PR #6247, opened 2025-08-28
Fix around singleorg policy

Timshel:
Should fix:

- Prevent a user already in an org to join an organization with the single org policy activated
- When activating the single org policy revoke the membership (as mentioned in the warning) instead of deleting.
- Allow to restore an invitation

Moved all the logic back to the `check_user_allowed` instead of having to duplicate it from all call site, might make sense to move it out, inside a mod.rs maybe ?

Add the Admin and Invited membership test in `check_user_allowed`, means that all membership modification need to be done before calling the  check.

### DIFF
--- a/src/api/admin.rs
+++ b/src/api/admin.rs
@@ -23,7 +23,7 @@ use crate::{
         backup_sqlite, get_sql_server_version,
         models::{
             Attachment, Cipher, Collection, Device, Event, EventType, Group, Invitation, Membership, MembershipId,
-            MembershipType, OrgPolicy, OrgPolicyErr, Organization, OrganizationId, SsoUser, TwoFactor, User, UserId,
+            MembershipType, OrgPolicy, Organization, OrganizationId, SsoUser, TwoFactor, User, UserId,
         },
         DbConn, DbConnType, ACTIVE_DB_TYPE,
     },
@@ -556,23 +556,9 @@ async fn update_membership_type(data: Json<MembershipTypeData>, token: AdminToke
         }
     }
 
+    member_to_edit.atype = new_type;
     // This check is also done at api::organizations::{accept_invite, _confirm_invite, _activate_member, edit_member}, update_membership_type
-    // It returns different error messages per function.
-    if new_type < MembershipType::Admin {
-        match OrgPolicy::is_user_allowed(&member_to_edit.user_uuid, &member_to_edit.org_uuid, true, &conn).await {
-            Ok(_) => {}
-            Err(OrgPolicyErr::TwoFactorMissing) => {
-                if CONFIG.email_2fa_auto_fallback() {
-                    two_factor::email::find_and_activate_email_2fa(&member_to_edit.user_uuid, &conn).await?;
-                } else {
-                    err!("You cannot modify this user to this type because they have not setup 2FA");
-                }
-            }
-            Err(OrgPolicyErr::SingleOrgEnforced) => {
-                err!("You cannot modify this user to this type because it is a member of an organization which forbids it");
-            }
-        }
-    }
+    OrgPolicy::check_user_allowed(&member_to_edit, "modify", &conn).await?;
 
     log_event(
         EventType::OrganizationUserUpdated as i32,
@@ -585,7 +571,6 @@ async fn update_membership_type(data: Json<MembershipTypeData>, token: AdminToke
     )
     .await;
 
-    member_to_edit.atype = new_type;
     member_to_edit.save(&conn).await
 }
 
--- a/src/api/core/mod.rs
+++ b/src/api/core/mod.rs
@@ -53,7 +53,7 @@ use crate::{
     api::{EmptyResult, JsonResult, Notify, UpdateType},
     auth::Headers,
     db::{
-        models::{Membership, MembershipStatus, MembershipType, OrgPolicy, OrgPolicyErr, Organization, User},
+        models::{Membership, MembershipStatus, OrgPolicy, Organization, User},
         DbConn,
     },
     error::Error,
@@ -269,26 +269,11 @@ async fn accept_org_invite(
         err!("User already accepted the invitation");
     }
 
-    // This check is also done at accept_invite, _confirm_invite, _activate_member, edit_member, admin::update_membership_type
-    // It returns different error messages per function.
-    if member.atype < MembershipType::Admin {
-        match OrgPolicy::is_user_allowed(&member.user_uuid, &member.org_uuid, false, conn).await {
-            Ok(_) => {}
-            Err(OrgPolicyErr::TwoFactorMissing) => {
-                if crate::CONFIG.email_2fa_auto_fallback() {
-                    two_factor::email::activate_email_2fa(user, conn).await?;
-                } else {
-                    err!("You cannot join this organization until you enable two-step login on your user account");
-                }
-            }
-            Err(OrgPolicyErr::SingleOrgEnforced) => {
-                err!("You cannot join this organization because you are a member of an organization which forbids it");
-            }
-        }
-    }
-
     member.status = MembershipStatus::Accepted as i32;
     member.reset_password_key = reset_password_key;
+
+    // This check is also done at accept_invite, _confirm_invite, _activate_member, edit_member, admin::update_membership_type
+    OrgPolicy::check_user_allowed(&member, "join", conn).await?;
 
     member.save(conn).await?;
 
--- a/src/api/core/organizations.rs
+++ b/src/api/core/organizations.rs
@@ -15,7 +15,7 @@ use crate::{
         models::{
             Cipher, CipherId, Collection, CollectionCipher, CollectionGroup, CollectionId, CollectionUser, EventType,
             Group, GroupId, GroupUser, Invitation, Membership, MembershipId, MembershipStatus, MembershipType,
-            OrgPolicy, OrgPolicyErr, OrgPolicyType, Organization, OrganizationApiKey, OrganizationId, User, UserId,
+            OrgPolicy, OrgPolicyType, Organization, OrganizationApiKey, OrganizationId, User, UserId,
         },
         DbConn,
     },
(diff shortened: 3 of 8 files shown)


src/db/models/org_policy.rs
```diff
@@ -285,31 +279,35 @@ impl OrgPolicy {
...
-        org_uuid: &OrganizationId,
-        exclude_current_org: bool,
-        conn: &mut DbConn,
-    ) -> OrgPolicyResult {
-        // Enforce TwoFactor/TwoStep login
-        if TwoFactor::find_by_user(user_uuid, conn).await.is_empty() {
-            match Self::find_by_org_and_type(org_uuid, OrgPolicyType::TwoFactorAuthentication, conn).await {
-                Some(p) if p.enabled => {
-                    return Err(OrgPolicyErr::TwoFactorMissing);
+    pub async fn check_user_allowed(m: &Membership, action: &str, conn: &mut DbConn) -> EmptyResult {
```
stefan0xC: I'd rename this function because it has side effects
```suggestion
    pub async fn enforce_membership_policies(m: &Membership, action: &str, conn: &mut DbConn) -> EmptyResult {
```

src/db/models/org_policy.rs
```diff
@@ -285,31 +279,35 @@ impl OrgPolicy {
...
+        if m.atype < MembershipType::Admin && m.status > (MembershipStatus::Invited as i32) {
+            // Enforce TwoFactor/TwoStep login
+            if let Some(p) = Self::find_by_org_and_type(&m.org_uuid, OrgPolicyType::TwoFactorAuthentication, conn).await
+            {
+                if p.enabled && TwoFactor::find_by_user(&m.user_uuid, conn).await.is_empty() {
+                    if CONFIG.email_2fa_auto_fallback() {
+                        two_factor::email::find_and_activate_email_2fa(&m.user_uuid, conn).await?;
+                    } else {
+                        err!(format!("Cannot {} because 2FA is required (membership {})", action, m.uuid));
```
stefan0xC, line 286:
```suggestion
                        err!(format!("Cannot {} member {} because 2FA is required", action, m.uuid));
```

src/db/models/org_policy.rs
```diff
@@ -285,31 +279,35 @@ impl OrgPolicy {
...
                 }
-                _ => {}
-            };
-        }
+            }
+
+            // Check if the user is part of another Orgnization with SingleOrg activated
+            if Self::is_applicable_to_user(&m.user_uuid, OrgPolicyType::SingleOrg, Some(&m.org_uuid), conn).await {
+                err!(format!(
+                    "Cannot {} because another organization policy forbids it (membership {})",
```
stefan0xC, line 294:
```suggestion
                    "Cannot {} member {} because another organization's SingleOrg policy forbids it",
```

src/db/models/org_policy.rs
```diff
@@ -285,31 +279,35 @@ impl OrgPolicy {
...
-        };
-        if Self::is_applicable_to_user(user_uuid, OrgPolicyType::SingleOrg, exclude_org, conn).await {
-            return Err(OrgPolicyErr::SingleOrgEnforced);
+            if let Some(p) = Self::find_by_org_and_type(&m.org_uuid, OrgPolicyType::SingleOrg, conn).await {
+                if p.enabled
+                    && Membership::count_accepted_and_confirmed_by_user(&m.user_uuid, &m.org_uuid, conn).await > 0
+                {
+                    err!(format!("Cannot {} because the organization policy forbids being part of other organization (membership {})", action, m.uuid));
+                }
+            }
```
stefan0xC, line 305: I'm not sure I understand why we check for the SingleOrg policy twice? Does this differ from the call to `is_applicable_to_user` above?

src/api/admin.rs
```diff
@@ -544,23 +544,9 @@ async fn update_membership_type(data: Json<MembershipTypeData>, token: AdminToke
...
-                } else {
-                    err!("You cannot modify this user to this type because they have not setup 2FA");
-                }
-            }
-            Err(OrgPolicyErr::SingleOrgEnforced) => {
-                err!("You cannot modify this user to this type because it is a member of an organization which forbids it");
-            }
-        }
-    }
+    OrgPolicy::check_user_allowed(&member_to_edit, "modify", &mut conn).await?;
```
stefan0xC:
```suggestion
    OrgPolicy::check_user_allowed(&member_to_edit, "change type of", &mut conn).await?;
```

src/api/core/mod.rs
```diff
@@ -271,27 +271,12 @@ async fn accept_org_invite(
...
-                err!("You cannot join this organization because you are a member of an organization which forbids it");
-            }
-        }
-    }
-
     member.status = MembershipStatus::Accepted as i32;
     member.reset_password_key = reset_password_key;
 
+    // This check is also done at accept_invite, _confirm_invite, _activate_member, edit_member, admin::update_membership_type
+    OrgPolicy::check_user_allowed(&member, "join", conn).await?;
```
stefan0xC, line 276:
```suggestion
    OrgPolicy::check_user_allowed(&member, "accept invitation of", conn).await?;
```

src/static/templates/email/send_single_org_removed_from_org.hbs
```diff
@@ -1,4 +1,4 @@
-You have been removed from {{{org_name}}}
+Your access to {{{org_name}}} has been revoked
 <!---------------->
-Your user account has been removed from the *{{org_name}}* organization because you are a part of another organization. The {{org_name}} organization has enabled a policy that prevents users from being a part of multiple organizations. Before you can re-join this organization you need to leave all other organizations or join with a different account.
+Your acess to the *{{org_name}}* organization has been revoked because you are a part of another organization. The {{org_name}} organization has enabled a policy that prevents users from being a part of multiple organizations. Before your access can be restored you need to leave all other organizations or join with a different account.
```
stefan0xC:
```suggestion
Your access to the *{{org_name}}* organization has been revoked because you are a part of another organization. The {{org_name}} organization has enabled a policy that prevents users from being a part of multiple organizations. Before your access can be restored you need to leave all other organizations or join with a different account.
```

src/static/templates/email/send_single_org_removed_from_org.html.hbs
```diff
@@ -1,10 +1,10 @@
...
-         Your user account has been removed from the <b style="margin: 0; font-family: 'Helvetica Neue', Helvetica, Arial, sans-serif; box-sizing: border-box; font-size: 16px; color: #333; line-height: 25px; -webkit-font-smoothing: antialiased; -webkit-text-size-adjust: none;">{{org_name}}</b> organization because you are a part of another organization. The {{org_name}} organization has enabled a policy that prevents users from being a part of multiple organizations. Before you can re-join this organization you need to leave all other organizations or join with a different account.
+         Your acess to the <b style="margin: 0; font-family: 'Helvetica Neue', Helvetica, Arial, sans-serif; box-sizing: border-box; font-size: 16px; color: #333; line-height: 25px; -webkit-font-smoothing: antialiased; -webkit-text-size-adjust: none;">{{org_name}}</b> organization has been revoked because you are a part of another organization. The {{org_name}} organization has enabled a policy that prevents users from being a part of multiple organizations. Before your access can be restored you need to leave all other organizations or join with a different account.
```
stefan0xC:
```suggestion
         Your access to the <b style="margin: 0; font-family: 'Helvetica Neue', Helvetica, Arial, sans-serif; box-sizing: border-box; font-size: 16px; color: #333; line-height: 25px; -webkit-font-smoothing: antialiased; -webkit-text-size-adjust: none;">{{org_name}}</b> organization has been revoked because you are a part of another organization. The {{org_name}} organization has enabled a policy that prevents users from being a part of multiple organizations. Before your access can be restored you need to leave all other organizations or join with a different account.
```

src/api/core/organizations.rs
```diff
@@ -2163,14 +2134,15 @@ async fn put_policy(
 
     // When enabling the SingleOrg policy, remove this org's members that are members of other orgs
```
stefan0xC, line 2126:
```suggestion
    // When enabling the SingleOrg policy, revoke the memberships of users that are members of other organizations.
```

stefan0xC (changes requested):
Thanks for the refactoring. I have a few suggestions.

src/db/models/org_policy.rs
Timshel: `is_applicable_to_user` check if another Org with `SingleOrg` policy exist (the current org is excluded); it completely ignores orgs without this policy.

This make the second check needed to ensure that if the membership org has `SingleOrg` activated then we need to ensure the user is not already part of another org.

src/api/core/mod.rs
```diff
@@ -271,27 +271,12 @@ async fn accept_org_invite(
...
-            }
-        }
-    }
-
     member.status = MembershipStatus::Accepted as i32;
     member.reset_password_key = reset_password_key;
 
+    // This check is also done at accept_invite, _confirm_invite, _activate_member, edit_member, admin::update_membership_type
+    OrgPolicy::enforce_membership_policies(&member, "accept invitation of", conn).await?;
+
```
BlackDex, line 277: You have moved this check after already changing some `member` settings.
For example, the `status` is now changed here to `Accepted` while it might have been something else. Even though here a check is done at the start of the function which should prevent this, it still isn't sound from my point of view to change the values before doing a check on those same values.

So, i would suggest to move this check before changing those values to ensure they will only be changed if the check passes.

src/api/core/organizations.rs
```diff
@@ -1466,27 +1466,12 @@ async fn _confirm_invite(
...
-            }
-        }
-    }
-
     member_to_confirm.status = MembershipStatus::Confirmed as i32;
     member_to_confirm.akey = key.to_string();
 
+    // This check is also done at accept_invite, _confirm_invite, _activate_member, edit_member, admin::update_membership_type
+    OrgPolicy::enforce_membership_policies(&member_to_confirm, "confirm", conn).await?;
+
```
BlackDex, line 1471: Same situation here, do not modify attributes before validating.

src/api/core/organizations.rs
```diff
@@ -1640,27 +1625,13 @@ async fn edit_member(
...
-        }
-    }
-
     member_to_edit.access_all = access_all;
     member_to_edit.atype = new_type as i32;
 
+    // This check is also done at accept_invite, _confirm_invite, _activate_member, edit_member, admin::update_membership_type
+    // We need to perform the check after changing the type since `admin` is exempt.
+    OrgPolicy::enforce_membership_policies(&member_to_edit, "modify", &mut conn).await?;
+
```
BlackDex, line 1625: Same situation here, do not modify attributes before validating.

src/api/core/organizations.rs
```diff
@@ -2627,25 +2600,10 @@ async fn _restore_member(
...
-                    Err(OrgPolicyErr::SingleOrgEnforced) => {
-                        err!("You cannot restore this user because they are a member of an organization which forbids it");
-                    }
-                }
-            }
-
             member.restore();
+            // This check is also done at accept_invite, _confirm_invite, _activate_member, edit_member, admin::update_membership_type
+            // This check need to be done after restoring to work with the correct status
+            OrgPolicy::enforce_membership_policies(&member, "restore", conn).await?;
```
BlackDex: Same here, you now restore the member already even though the next check might fail.
While the `restore()` function currently doesn't save the user and saving is done after this check, modifying that attribute already is not sound.

BlackDex (changes requested):
I have not yet checked everything in this PR, but i have a few remarks.

src/api/core/mod.rs
Timshel: The status has some impact on the check itself, so it needs to be changed before checking.
The goal is to verify if the membership modifications are valid or blocked by the org policies.

BlackDex: No, it actually shouldn't impact, since the first check done is if the status is equal to `Invited`. Then `enforce_membership_policies` should probably check for `>=` instead of `>`.

Timshel: > should probably check for >= instead of >

I don't believe 2FA is enforced on invitation.
So it becomes enforced only when `Accepted`.

The point of the PR is that the policies check are complicated and to have only one function to make them.
If the checks need to be done before the membership is modified it's impossible to share the code.

BlackDex (approved):
Ok... I Think it looks ok.
@danig, if you can take a look as well :)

> **ABOUT THIS TASK**: Check the listing for the word "only". Show each line that has it.

> **SOLUTION BELOW**:
So, i would suggest to move this check before changing those values to ensure they will only be changed if the check passes.
So it becomes enforced only when `Accepted`.
The point of the PR is that the policies check are complicated and to have only one function to make them.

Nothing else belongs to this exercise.